* _Assignment_
All of the entries are to be printed exactly as they appear.

Stored data entries
PR #7010, opened 2022-06-27
Attempt to fix NPSP push failures when encryption is enabled

lparrott:
[W-11140971](https://gus.lightning.force.com/lightning/r/ADM_Work__c/a07EE00000wy1T2YAI/view)
# Critical Changes

# Changes

# Issues Closed

# Community Ideas Delivered

# New Metadata

# Deleted Metadata


lparrott:
> This looks good, but how can we definitively test this to be sure it won't be a problem for future pushes?

Without knowing **which** fields customers have encrypted, it's impossible to know for sure 😩 This particular issue has come up with quite a few orgs though, so it's a start!

danielfuller0814:
> This looks good, but how can we definitively test this to be sure it won't be a problem for future pushes?
The only definitive way would be to not use DML for contacts so we wouldn't need to query them.

danielfuller0814 (approved):

voduyemi (approved):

* _Answer space_
PR #7010, opened 2022-06-27
Attempt to fix NPSP push failures when encryption is enabled

lparrott:
[W-11140971](https://gus.lightning.force.com/lightning/r/ADM_Work__c/a07EE00000wy1T2YAI/view)
# Critical Changes

# Changes

# Issues Closed

# Community Ideas Delivered

# New Metadata

# Deleted Metadata


lparrott:
> This looks good, but how can we definitively test this to be sure it won't be a problem for future pushes?

Without knowing **which** fields customers have encrypted, it's impossible to know for sure 😩 This particular issue has come up with quite a few orgs though, so it's a start!

danielfuller0814:
> This looks good, but how can we definitively test this to be sure it won't be a problem for future pushes?
The only definitive way would be to not use DML for contacts so we wouldn't need to query them.

danielfuller0814 (approved):

voduyemi (approved):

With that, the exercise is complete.